* **What to do**: Among the lines of the data, copy those that hold "This".

====== Records provided

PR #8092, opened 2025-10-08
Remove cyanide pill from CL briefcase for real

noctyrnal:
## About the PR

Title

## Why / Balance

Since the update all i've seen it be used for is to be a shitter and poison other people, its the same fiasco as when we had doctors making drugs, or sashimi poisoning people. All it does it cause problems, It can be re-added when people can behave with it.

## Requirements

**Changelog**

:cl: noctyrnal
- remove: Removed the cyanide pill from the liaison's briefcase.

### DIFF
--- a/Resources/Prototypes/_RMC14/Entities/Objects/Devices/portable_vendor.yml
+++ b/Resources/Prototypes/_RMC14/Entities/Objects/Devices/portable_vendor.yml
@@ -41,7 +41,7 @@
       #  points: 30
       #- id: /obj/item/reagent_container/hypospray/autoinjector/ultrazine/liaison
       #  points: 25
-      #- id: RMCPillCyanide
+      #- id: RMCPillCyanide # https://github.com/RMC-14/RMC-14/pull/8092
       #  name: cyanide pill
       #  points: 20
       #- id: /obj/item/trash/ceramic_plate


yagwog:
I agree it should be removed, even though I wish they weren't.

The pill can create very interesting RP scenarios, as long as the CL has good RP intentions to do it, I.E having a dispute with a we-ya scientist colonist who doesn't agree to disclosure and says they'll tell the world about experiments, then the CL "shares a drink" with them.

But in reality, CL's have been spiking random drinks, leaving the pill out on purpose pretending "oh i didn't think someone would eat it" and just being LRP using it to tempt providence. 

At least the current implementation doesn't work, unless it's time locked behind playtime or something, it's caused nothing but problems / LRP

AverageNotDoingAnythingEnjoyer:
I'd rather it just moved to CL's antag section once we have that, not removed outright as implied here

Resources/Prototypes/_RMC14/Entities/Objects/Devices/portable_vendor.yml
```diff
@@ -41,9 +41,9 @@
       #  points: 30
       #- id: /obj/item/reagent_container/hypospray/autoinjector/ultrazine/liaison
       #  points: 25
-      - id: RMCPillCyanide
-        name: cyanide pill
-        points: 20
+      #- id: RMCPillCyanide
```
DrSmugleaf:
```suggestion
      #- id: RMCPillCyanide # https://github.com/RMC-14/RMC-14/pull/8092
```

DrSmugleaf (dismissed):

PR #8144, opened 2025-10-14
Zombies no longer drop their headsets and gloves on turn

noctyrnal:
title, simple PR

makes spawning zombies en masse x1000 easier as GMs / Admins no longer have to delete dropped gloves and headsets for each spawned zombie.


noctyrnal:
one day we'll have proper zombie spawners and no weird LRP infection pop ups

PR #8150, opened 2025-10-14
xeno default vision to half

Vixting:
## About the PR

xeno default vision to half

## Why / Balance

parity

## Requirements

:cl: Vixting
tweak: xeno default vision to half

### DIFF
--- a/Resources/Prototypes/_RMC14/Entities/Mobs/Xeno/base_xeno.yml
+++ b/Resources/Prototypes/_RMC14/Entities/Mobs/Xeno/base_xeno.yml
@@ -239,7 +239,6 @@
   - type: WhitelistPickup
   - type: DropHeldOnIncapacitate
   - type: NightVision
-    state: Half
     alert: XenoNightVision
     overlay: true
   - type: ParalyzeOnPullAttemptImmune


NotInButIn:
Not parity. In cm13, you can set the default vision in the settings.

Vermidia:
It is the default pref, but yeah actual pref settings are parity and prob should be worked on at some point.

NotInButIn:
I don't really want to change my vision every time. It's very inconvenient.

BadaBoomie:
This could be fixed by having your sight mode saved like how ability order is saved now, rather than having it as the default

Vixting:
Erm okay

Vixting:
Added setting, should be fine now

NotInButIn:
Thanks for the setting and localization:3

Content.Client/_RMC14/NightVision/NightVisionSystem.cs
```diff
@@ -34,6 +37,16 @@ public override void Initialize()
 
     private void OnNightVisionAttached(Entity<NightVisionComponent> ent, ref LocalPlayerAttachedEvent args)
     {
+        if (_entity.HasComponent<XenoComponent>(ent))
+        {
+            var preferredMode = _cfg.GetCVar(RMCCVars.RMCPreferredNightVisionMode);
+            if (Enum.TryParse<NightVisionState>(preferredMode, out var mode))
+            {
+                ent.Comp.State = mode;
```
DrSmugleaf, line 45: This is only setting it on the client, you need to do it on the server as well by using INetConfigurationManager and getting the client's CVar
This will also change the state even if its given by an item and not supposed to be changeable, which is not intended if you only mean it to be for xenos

============

* **Answer box**:
This could be fixed by having your sight mode saved like how ability order is saved now, rather than having it as the default
DrSmugleaf, line 45: This is only setting it on the client, you need to do it on the server as well by using INetConfigurationManager and getting the client's CVar
This will also change the state even if its given by an item and not supposed to be changeable, which is not intended if you only mean it to be for xenos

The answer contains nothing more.